Case Studies and Theory Development in the Social Sciences - Alexander L. George [93]
DSI’s misunderstanding of process-tracing leads to a failure to recognize that it can often provide an alternative method for testing theories. Thus, by utilizing process-tracing, a theory can be assessed by identifying a causal chain that plausibly links the independent variable of a theory with its dependent variable. Process-tracing does not regard each component of the intervening space between independent and dependent variables as simply an “observable implication” but rather as a step in a causal chain. Such a causal chain, if there is sufficient data for identifying it, can—and should—be supported by appropriate causal mechanisms.
There is another important issue that DSI deals with in an idiosyncratic way. The authors make no reference to assessing the predictive or explanatory power of a theory, a subject much emphasized by other writers. Instead, DSI focuses solely on assessing the validity of a theory via its observable implications; this is not equated to or related to a given theory’s predictive or explanatory power. Perhaps this question is ignored because DSI favors assessing a theory’s validity and usefulness not by its ability to explain or predict variance on a given dependent variable, but by the considerable number and variety of observable implications it can generate which they believe increases a theory’s “leverage”—i.e., its ability to explain more with less.371
Why do DSI’s authors not assert that the observable implications of a theory, once established, constitute its predictive capacity? The answer would seem to be that the subjects of observable implications as construed by DSI can vary so widely and, as already noted, that the initial theory itself changes during the process of searching for observable implications.
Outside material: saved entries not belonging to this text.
PR #921, opened 2019-02-28
Adding SAI PTF tests for Directed Broadcast

chitra-raghavan:
Adding L3 Directed Broadcast tests  into SAI PTF tests.

L3DirectedBroadcast - I
L3DirectedBroadcast - II


test/saithrift/tests/sail3.py
```diff
@@ -2025,3 +2025,145 @@ def runTest(self):
             attr_value = sai_thrift_attribute_value_t(u16=1)
             attr = sai_thrift_attribute_t(id=SAI_PORT_ATTR_PORT_VLAN_ID, value=attr_value)
             self.client.sai_thrift_set_port_attribute(port1, attr)
+
+@group('l3')
+class L3DirectedBroadcast (sai_base_test.ThriftInterfaceDataPlane):
```
atitjain: I don't think we have any related attributes in SAI. The Directed broadcast is typically enabled by configuration and its not there by default:

https://www.cisco.com/c/m/en_us/techdoc/dc/reference/cli/nxos/commands/l3/ip-directed-broadcast.html
https://www.juniper.net/documentation/en_US/junos/topics/topic-map/switches-interface-targeted.html#id-example-configuring-ip-directed-broadcast-on-a-switch

itaibaz: I agree. For directed broadcast to work, it should be configured by the application. 
For example, Application should add a route for the directed broadcast with certain nexthop ip. And add a neighbor for that ip with dst mac ff:ff:ff:ff:ff:ff

chitra-raghavan: The script has written in the same way as mentioned by @itaibaz .  Route has been created for broadcast ip with a neighbor entry having ff:ff:ff:ff:ff:ff as destination mac.

atitjain: I think we need to figure out 2 cases:
1. Transit boxes, where we just need to add the routes for subnet broad cast address with unicast nexthop. 
2. Penultimate box which connects to the target subnet, this is the one where we need to use one nh with broadcase MAC. 
@itaibaz can you please confirm.

itaibaz: Atit comment makes sense
On a transit switch, we can have the entire subnet configured for the route, with a unicast next hop
On the penultimate switch, we can configure directly reachable route with the entire subnet and the attached RIF as next hop. We then need to add a neighbor with this RIF, the direct broadcast IP, and mac address ff:ff:ff:ff:ff:ff.
Looks like current code does add this neighbor.
But doesn't add the directly reachable route.

chitra-raghavan: As per review comments ,  added steps to verify  traffic for  broadcast route in Transit switches via unicast nexthop. Testcase  splits into 2 parts 1. Transit  devices 2. Penumtimate devices

PR #924, opened 2019-03-04
Adding SAI PTF tests for IPv4/v6 ECMP Group member

chitra-raghavan:
Adding SAI PTF tests for IPv4/v6 ECMP Group member Tests

L3IPv4EcmpGroupMemberTest – I
L3IPv4EcmpGroupMemberTest – II
L3IPv4EcmpGroupMemberTest – III (Zero member)
L3IPv6EcmpGroupMemberTest – I
L3IPv6EcmpGroupMemberTest – II


test/saithrift/tests/sail3.py
```diff
@@ -2025,3 +2025,630 @@ def runTest(self):
...
+
+@group('l3')
+@group('ecmp')
+class L3IPv4EcmpGroupMemberTest(sai_base_test.ThriftInterfaceDataPlane):
+    def runTest(self):
+        '''
+        Description:
+        i) L3IPv4EcmpGroupMemberTest I:
+        Create a VRF with IPv4 and IPv6 enabled. Create three router interfaces in
+        the same VRF. Create a route (24 mask) with nhop and neighbor entry in two
```
atitjain: Here I think we need to rephrase. The RIFs are added to next-hops. Then we need to create a next-hop group and add next-hops to those groups, which

chitra-raghavan: rephrased as per comments

test/saithrift/tests/sail3.py
```diff
@@ -2025,3 +2025,632 @@ def runTest(self):
...
+            # Remove the nhop bound with router interface 1, and verify the traffic flows towards the ECMP route.
+            self.client.sai_thrift_remove_next_hop_group_member(nhop_gmember1)
+
+            count = [0, 0]
+            max_itrs = 101
+            itr_count = 0
+
+            print "sending %s packets to verify distribution on 2 ports after removing one ecmp group member" %(max_itrs - 1 )
+
+            for i in range(1, max_itrs):
```
prsunny: The for loop is repeated and looks like it is common code. Can you check if it can be put into one function to avoid duplication?

test/saithrift/tests/sail3.py
```diff
@@ -2025,3 +2025,632 @@ def runTest(self):
...
+                pkt = simple_tcp_packet(
+                                eth_dst=router_mac,
+                                eth_src=src_mac,
+                                ip_dst=ip_dst,
+                                ip_src=ip_src,
+                                tcp_sport=sport,
+                                tcp_dport=dport,
+                                ip_id=106,
+                                ip_ttl=64)
+                exp_pkt1 = simple_tcp_packet(
```
prsunny: exp_pkt1/2/3 is not relevant in this case. Can you remove this?

test/saithrift/tests/sail3.py
```diff
@@ -2025,3 +2025,632 @@ def runTest(self):
...
+            nhop_gmember3 = sai_thrift_create_next_hop_group_member(self.client, nhop_group1, nhop3)
+            sai_thrift_create_route(self.client, vr1, addr_family, ip_addr4_subnet, ip_mask1, nhop_group1)
+
+            var_gmember3 = True
+            count = [0, 0, 0]
+            max_itrs = 101
+
+            print "sending %s packets to verify distribution on 3 ports after adding one more ecmp group member" %(max_itrs - 1)
+
+            for i in range(1, max_itrs):
```
prsunny: Same as above for V4

test/saithrift/tests/sail3.py
chitra-raghavan: Addressed comments

test/saithrift/tests/sail3.py
chitra-raghavan: Addressed comments

test/saithrift/tests/sail3.py
chitra-raghavan: Addressed comments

Accordingly, it would make little sense to regard the totality of the various observed implications as reflecting the theory’s ability to predict or explain a given dependent variable. A large number of observable implications does not give assurance that the revised theory is capable of predicting variation in the values of the dependent variable that was postulated in the initial theory. If one wants to focus on the task of establishing the predictive and explanatory power of a given theory, then the congruence method discussed in Chapter 9 should be of interest.
In any case, as this chapter has noted, a variety of procedures, including that proposed in Designing Social Inquiry, for dealing with the “too many variables, too few cases” problem are available from which researchers can choose.
In DSI the phenomenon of equifinality—i.e., when the same type of outcome in different cases may have quite different causes—is recognized in the discussion of research on revolutions.372 The authors later provide a more detailed discussion of “multiple causality” (a phrase sometimes used by social scientists as a synonym for equifinality). However, the discussion (especially in its hypothetical research examples) confuses equifinality with something quite different—namely the fact that explanations of complex phenomena encompass a number of independent variables.373
Within-Case Methods of Causal Inference: The Congruence and Process-Tracing Approaches
There is an alternative that compensates for the limits of both statistical and comparative case analyses: within-case analysis.374 The methods we have discussed in this chapter are all what Charles Ragin has termed “variable-oriented” approaches; they attempt to establish the causal powers of a particular variable by comparing how it performs in different cases.